The systemic use of bevacizumab has been associated with an increased risk of cerebrovascular and cardiovascular thromboembolic events (bevacizumab package insert). Although the intravitreal dose is 1/400 or less of the usual systemic dose, the possibility of a systemic adverse effect after an intravitreal bevacizumab injection nevertheless exists. According to the ranibizumab package insert, intravitreal ranibizumab has a “theoretical risk of arterial thromboembolic events” and, in an ongoing study, Safety Assessment of Intravitreal Lucentis for Age-Related Macular Degeneration (SAILOR), of ranibizumab delivered intravitreally to patients with neovascular age-related macular degeneration, a planned interim safety analysis performed on data from Cohort 1, patients with an average follow up of 230 days demonstrated a higher incidence of strokes in the 0.5 mg dose group compared with the 0.3 mg dose group (1.2% versus 0.3%, p=0.02; letter dated January 24, 2007 from Hal Barron, MD, Chief Medical Officer of Genentech, Inc to health care providers [www.gene.com/gene/products/information/pdf/healthcare-provider-letter.pdf. Accessed May 30, 2007]).
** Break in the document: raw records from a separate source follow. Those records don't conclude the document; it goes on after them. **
PR #1127, opened 2024-10-18
[NHUB-567] Migrate CompanyAdmin Blueprint to an EndpointGroup

eos87:
### What has changed
- Added new async framework module 
- Adjusted views functions according to new async framework

Resolves: [NHUB-567]

[NHUB-567]: https://sofab.atlassian.net/browse/NHUB-567?atlOrigin=eyJpIjoiNWRkNTljNzYxNjVmNDY3MDlhMDU5Y2ZhYzA5YTRkZjUiLCJwIjoiZ2l0aHViLWNvbS1KU1cifQ

### DIFF
--- a/newsroom/company_admin/views.py
+++ b/newsroom/company_admin/views.py
@@ -1,29 +1,33 @@
 from typing import List
 from bson import ObjectId
 
-from werkzeug.exceptions import NotFound
 from quart_babel import gettext
 
-from superdesk.core import get_current_app, get_app_config
-from superdesk.flask import render_template, jsonify
+from superdesk.core.web import EndpointGroup
+from superdesk.core.types import Response, Request
+from superdesk.core import get_app_config
+from superdesk.flask import render_template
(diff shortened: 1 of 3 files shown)


newsroom/company_admin/views.py
```diff
@@ -51,28 +57,28 @@ def get_view_data():
...
     user = get_user_from_request(None)
     company = get_company_from_request(None)
 
-    if not company:
-        return NotFound(gettext("Company not found"))
+    assert company is not None
 
-    data = await get_json_or_400()
+    if not company:
+        await request.abort(404, gettext("Company not found"))
```
MarkLark86, line 66: Would this code block never be reached due to the above `assert` statement?

MarkLark86 (approved):

newsroom/company_admin/views.py
eos87: yeah, indeed. I moved it down as it is needed to avoid mypy complains.

PR #1131, opened 2024-10-21
fix(config): Duplicate key error with History resource

MarkLark86:
### Purpose
History Mongo index were configured to be unique, and we had 2 indexes when we can just use the 1.

### What has changed
* Remove the "item" index
* Place "item" first in the list of keys for "company_user" index
* Make "company_user" index not unique


eos87 (approved):
Looks good. Once tests pass I'll merge it to get async instance up to date

PR #1136, opened 2024-10-23
[NHUB-538] - Upgrade FeaturedAgenda resource and search to async

BrianMwangi21:
### Purpose
This PR upgrades the FeaturedAgenda resource and search to async

### What has changed
- Upgraded `FeaturedResource` to new async resource service
- Update push and view endpoints to use new async resource for featured agenda
- Extracted `featured` and `get_featured_stories` to new async resource service

Resolves: [NHUB-538](https://sofab.atlassian.net/browse/NHUB-538)

[NHUB-538]: https://sofab.atlassian.net/browse/NHUB-538?atlOrigin=eyJpIjoiNWRkNTljNzYxNjVmNDY3MDlhMDU5Y2ZhYzA5YTRkZjUiLCJwIjoiZ2l0aHViLWNvbS1KU1cifQ


newsroom/agenda/service.py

Systemic safety evaluation of bevacizumab in the current study is limited by the small sample size and short follow up. There were several cases of systemic cardiovascular or renal adverse effects, all of which occurred in subjects with related pre-existing medical conditions, including two cases of myocardial infarction. In this study, there was one case of injection-related endophthalmitis in 185 injections, an uncommon but well recognized complication of intravitreal injection, but no important ocular complications attributable to the drug. The follow up of patients in published reports of the use of intravitreal bevacizumab in humans is too short to be conclusive regarding the ocular safety of intravitreal bevacizumab.^19-21

Conclusions

This study was conducted to provide data to assist in the development of a phase 3 randomized clinical trial protocol and, by design, had a short follow-up period and a modest sample size. Therefore, definitive safety and effectiveness conclusions are limited. Although about half of eyes demonstrated an initial positive response to intravitreal bevacizumab (exceeding an 11% reduction in retinal thickness compared with baseline at either the 3-week or 6-week visit), this response was similar to that observed in the laser group after more than 3 weeks. In addition, the magnitude of the response was not large for most subjects. Thus, these short-term results of the current study should not be generalized to conclude that there is a clinically meaningful benefit in treating DME with intravitreal bevacizumab or other anti-VEGF drugs. This determination of clinical benefit will require the conduct of a large phase 3 randomized clinical trial.

Writing Committee

Lead authors: Ingrid U. Scott, Allison R. Edwards, Roy W. Beck. Additional writing committee members (alphabetical): Neil M. Bressler, Clement K. Chan, Michael J. Elman, Scott M. Friedman, Craig Michael Greven, Raj K. Maturi, Dante J. Pieramici, Michel Shami, Lawrence J. Singerman, Cynthia R. Stockdale

The Diabetic Retinopathy Clinical Research Network*

*A complete list of the members of the Diabetic Retinopathy Clinical Research Network participating in the trial is available at http://aaojournal.org.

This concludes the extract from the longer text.